From the opening of his studio in 1842, until he left the country in 1858, he produced an estimated 33,000 daguerreotypes in the Copenhagen area, before his business suffered beginning in 1857. He moved to Sweden in 1858 and continued to take portraits there until he died in 1876. He is considered one of the pioneers of photography in Denmark.

==Biography==
===Daguerreotype portraits in Denmark===
Born in Viborg, Denmark and trained as a goldsmith, Alstrup initially had a business in Randers in Jutland. In the summer of 1842, he moved to Copenhagen and set up a daguerreotype studio behind the Hercules Pavilion in the Rosenborg Castle Gardens. In this popular area of the city, he found many clients interested in having their portraits taken. He advertised an exposure time of 1 minute.

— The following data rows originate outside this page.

Issue #1947, opened 2019-06-14
Add documentation for using Ninja as a build engine


johnkord:
Our getting started page should mention that it's possible to use Ninja as a build engine

yakman2020:
There is a PR on this (#1978) Will it suffice?

yakman2020:
@johnkord Can we close?

johnkord:
Yes once that PR gets merged, we can close this!

yakman2020:
Closed. Fixed by PR 1978

PR #1978, opened 2019-06-20
Add ninja install and usage to getting started docs

yakman2020:
@johnkord does this satisfy your concerns?

### DIFF
--- a/docs/GettingStartedDocs/Contributors/InstallInfo.md
+++ b/docs/GettingStartedDocs/Contributors/InstallInfo.md
@@ -7,8 +7,13 @@ not currently need to be installed system-wide, so you could choose to install i
 into your home directory. From the build subfolder in your source tree:
 
 ```bash
-cmake -DCMAKE_INSTALL_PREFIX=~/openenclave-install ..
+cmake -G "Unix Makefiles" -DCMAKE_INSTALL_PREFIX=~/openenclave-install ..
 make install
+```
+or
+```bash
+cmake -G Ninja  -DCMAKE_INSTALL_PREFIX=~/openenclave-install ..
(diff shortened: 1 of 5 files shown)


docs/GettingStartedDocs/Contributors/InstallInfo.md
```diff
@@ -7,9 +7,14 @@ not currently need to be installed system-wide, so you could choose to install i
 into your home directory. From the build subfolder in your source tree:
 
 ```bash
-cmake -DCMAKE_INSTALL_PREFIX=~/openenclave-install ..
+cmake -G "Unix Makefiles" -DCMAKE_INSTALL_PREFIX=~/openenclave-install ..
```
johnkord: Do you think we need to specify the "Unix Makefiles"?  I think by default it uses make in my experience, but I don't really know. @andschwa what do you think?

andschwa: No, this is the default on Linux.

yakman2020: @andschwa , adding "Unix Makefiles" is deliberate.  I'm trying to make a distinction between that and Ninja.  Besides, Unix Makefiles is not the default on windows (VC project is, I think) and that adds an additional degree of confusion.

yakman2020: @andschwa Could I get an approval or a change request?

jxyang: Yes, on windows the default target is Visual Studio

yakman2020:
fixes #1947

From 1843 to 1848, he travelled around Denmark, spending a few days or weeks in different towns where he set up temporary studios. In 1849, he finally settled in Copenhagen, opening a studio at a central location on Østergade near Kongens Nytorv.

Constantly investing in new equipment, the quality of his work improved over time. It is estimated he produced 33,000 daguerreotypes in the 16 years he worked in Denmark.

===Swedish period===
After leaving Denmark in 1857, Alstrup moved to Sweden where he was nomadic, similar to his early Danish career. In 1859, he was in Hälsingborg and Kristianstad and in 1860, Gothenburg where he stayed for a few years. In 1863, he practiced in Malmö with G.S. Ekeund. He died in Falun, Sweden, in 1876.